9. the preparation method with compound of substituted ring butane structure according to claim 5, used light can be natural light, more preferably high voltage mercury lamp when it is characterized in that reacting.

10. the described preparation method with compound of substituted ring butane structure of root a tree name claim 5, the benzophenone that adds catalytic amount when it is characterized in that reacting promotes reaction to carry out.

11. be used for the purposes that preparation prevents and/or treats metabolism disorder disease (including, but not limited to diabetes, insulin resistant and obesity), cardiovascular disorder and nerve degenerative diseases (as Alzheimer ' s disease) etc. according to any described compound or pharmaceutically acceptable salt thereof in the claim 1 to 4.

12. a pharmaceutical composition that is used to prevent and/or treat metabolism disorder disease (including, but not limited to diabetes, insulin resistant and obesity), cardiovascular disorder and nerve degenerative diseases (as Alzheimer ' s disease) etc., said composition contain as each described compound and this compounds in the claim 1 to 4 of activeconstituents in treatment acceptable salt and with the concatenator of other molecule or carrier.
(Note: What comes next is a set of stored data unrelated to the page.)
PR #2823, opened 2024-03-26
AVRO-3966: [Java] Fix default value serialisation for fixed and bytes

mitasov-ra:

Default value for fixed and bytes schemas is converted to JSON in the wrong (according to docs) way.

Also, it's possible to store any unicode string as default for bytes, like:

```json
{
  "type" : "record",
  "name" : "TestRecord",
  "fields" : [ {
    "name" : "testFixed",
    "type" : {
      "type" : "fixed",
      "name" : "Code",
      "size" : 3
    },
    "default" : "Привет"
  } ]
}
```

The above example would be serialised into Avro format as "?????".

In this PR:

 - added explicit conversion from `String` to `byte[]` using `ISO_8859_1` charset (the one that used during `byte[]` to JSON conversion and during reading Avro into Java objects);
 - explicitly stated in doc-blocks of methods `bytesDefault` and `fixedDefault` that this conversion is performed;
 - `byte[]` to JSON conversion itself now is done according to doc: by translating bytes to u-escaped sequences (e.g. `2F0011FF` into `\u002F\u0000\u0011\u00FF`)

## Verifying this change

This change is already covered by existing tests, such as:
 - org.apache.avro.generic.TestGenericData
 - org.apache.avro.TestFixed

# DISCUSSION IS NEEDED

In the test `TestGenericData` I've had to rewrite test `toStringEscapesControlCharsInBytes`. The new behaviour encodes `"a\nb"` as `"\u0061\u000A\u0062"`, thus breaking some compatibility (kinda, more like breaking readability).

It is possible still to not encode ASCII characters (from `U+0020` to `U+007E`) and persist full compatibility with previous version, but then the behaviour would differ from one described in the documentation.

## Documentation

- Does this pull request introduce a new feature? No, it just makes old feature work exactly how it's documented.

### DIFF
--- a/lang/java/avro/src/main/java/org/apache/avro/SchemaBuilder.java
+++ b/lang/java/avro/src/main/java/org/apache/avro/SchemaBuilder.java
@@ -18,7 +18,6 @@
 package org.apache.avro;
 
 import java.io.IOException;
-import java.nio.Buffer;
 import java.nio.ByteBuffer;
 import java.nio.charset.StandardCharsets;
 import java.util.ArrayList;
@@ -31,7 +30,6 @@ import java.util.Map;
 import java.util.Objects;
 import java.util.Set;
 
-import com.fasterxml.jackson.core.io.JsonStringEncoder;
 import org.apache.avro.Schema.Field;
 import org.apache.avro.generic.GenericData;
 import org.apache.avro.generic.GenericRecord;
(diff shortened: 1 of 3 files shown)


mitasov-ra:
@Fokko there's an issue with checks you've triggered, I can't see logs of failed runs. Can you please rerun one more time?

13. pharmaceutical composition according to claim 12 is characterized in that further containing acceptable carrier and vehicle on the pharmacology.

14., it is characterized in that described disease or symptom can be because of producing resistance to the medicine that has gone on the market or toxic side effects causes as pharmaceutical composition as described in the claim 12.

15. a combined preparation comprises as acceptable salt and other treatment medicine on compound as described in the claim 1 to 4 any or its pharmacology.

16. medicine box, it comprises in the claim 1 to 4 acceptable salt on any described compound or its pharmacology, and uses acceptable salt on described compound or its pharmacology to prevent and/or treat the explanation of metabolism disorder disease (including, but not limited to diabetes, insulin resistant and obesity), cardiovascular disorder and nerve degenerative diseases (as Alzheimer ' s disease) etc.

17. medicine box, it comprises the described combined preparation of claim 15 and uses described combined preparation to prevent and/or treat the explanation of metabolism disorder disease (including, but not limited to diabetes, insulin resistant and obesity), cardiovascular disorder and nerve degenerative diseases (as Alzheimer ' s disease) etc.